(a) Whether any area of land or trees was or were defined or identifiable as being the respondent's land or trees
165 His Honour dealt with this matter in paras [43]-[46] and [68]-[70] of his reasons. First, he referred to the Commissioner's submission that the board of directors of the Land Company had power under Article 4(3)(b) to "relocate a member's Farm" to such positions on the land as it might in its absolute discretion determine.
166 His Honour noted that there was no evidence that the board had exercise that power. He expressed the view that he did not consider the existence of the power alone resulted in any lack of identification of the respondent's Farm.
167 The evidence before his Honour, as he observed, was that the documentation provided for the identification of a member's Farm and this had occurred in the case of the respondent. His Honour referred to the evidence of the respondent and a Mr Lindhout as supporting that finding. He noted that identification was in any event "a necessary concomitant of the exercise of the right of any member to self-manage the farm or to appoint a contractor to do so".

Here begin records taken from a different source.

PR #950, opened 2022-01-05
Fix bug with truncating newline

AlanCoding:
This was followup promised in https://github.com/ansible/ansible-runner/pull/943

#### Remaining concern

Of course I love `.rstrip` for the simplicity of it, but there may be a case where this method receives multiple empty lines, and it is expected to keep them. Like, it gets `foo\n\n\n`, and it is expected to write `foo\n\n`. This whole thing is frustrating and confusing. This scenario is probably unlikely to happen because verbose events only write 1 line at a time anyway. There might still be a case I'm missing that's important, and in that case, this could be adjusted so that only 1 trailing newline is removed from `stdout_chunk`, instead of all newline characters. I expect that would be less performant, so if this satisfies the current needs I'd keep it.

### DIFF
--- a/ansible_runner/utils/__init__.py
+++ b/ansible_runner/utils/__init__.py
@@ -374,7 +374,7 @@ class OutputEventFilter(object):
                 event_data['uuid'] = str(uuid.uuid4())
             self._counter += 1
             event_data['counter'] = self._counter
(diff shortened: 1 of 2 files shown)


eqrx (approved):

Shrews (approved):
Approved. Probably should be backported, too.

Shrews:
recheck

168 His Honour, at paras [68]-[70] referred to evidence that the respondent's Farms were identifiable from a map, in the sense that (according to Mr Lindhout's evidence which the primary judge appears to have accepted) one could probably work out from the scale of the map and the positioning of the farm exactly where it was on the ground. The respondent's evidence was that he knew roughly where his farm was, had driven within ten metres of it, and was able to see that trees had not died and were healthy.
169 Finally, his Honour referred to two decisions of Full Courts of this Court for the proposition that even if the respondent's Farm could not be identified, that would not mean or support the inference that no business was being carried on.
170 The first was Federal Commissioner of Taxation v Lau (1984) 6 FCR 202. That case concerned an area of pine plantation land described as being "approximately 14 hectares" and as Lot number 16 in the schedule, but there was not any effective subdivision nor any delineation of that, or any other lot in the area (see p 204).
171 At p 207 Fox J said this:
'The early lack of definition of the land is not in my view of any consequence. It was intended that the subject area be defined, and this was in fact done, although not in the same taxation year. It can hardly be said that the rent was anything else but a payment for the use of the land to be used for the growing of pine trees for the taxpayer.'
172 Jenkinson J agreed with both the reasons given by Fox J and, the third judge in the appeal, Beaumont J.
173 At p 220, Beaumont J observed that it was common ground that, taken alone, the lease instrument did not sufficiently identify the leased premises. His Honour added:
'It would seem that, at an uncertain later date, the taxpayer's area was identified as Lot No 16. There can be little doubt that, considered as at 23 April 1981 [the date of the lease - see p 212] and subsequently, there was vested in the taxpayer equitable proprietary rights in respect of the area to be planted or, at the least, equities, by virtue of which he could have proceeded to protect his interest in the land. Whether these rights or equities were in the nature of a leasehold interest or by way of a profit ŕ prendre need not be pursued here … Taking the worst position from the taxpayer's standpoint, even if the moneys in question were laid out by him in connection with no more than a de facto lease, the expenditure was nonetheless incurred in what the learned judge found to be a genuine commercial context. Given the business character of the expenditure, any failure of the taxpayer to perfect his title to the premises could not, in my view, disqualify the taxpayer from claiming the outgoings as allowable deductions.'
174 In Commissioner of Taxation v Emmakell (1988) 22 FCR 157, the second of the two decisions relied upon by the primary judge, the taxpayer had entered into written agreements, purporting to be leases, relating to a total area of six acres upon which tea trees were planted. The lease was invalid on grounds which included a failure to identify the particular area leased and a failure to comply with legal requirements for a separate lease of any such area (see p 161).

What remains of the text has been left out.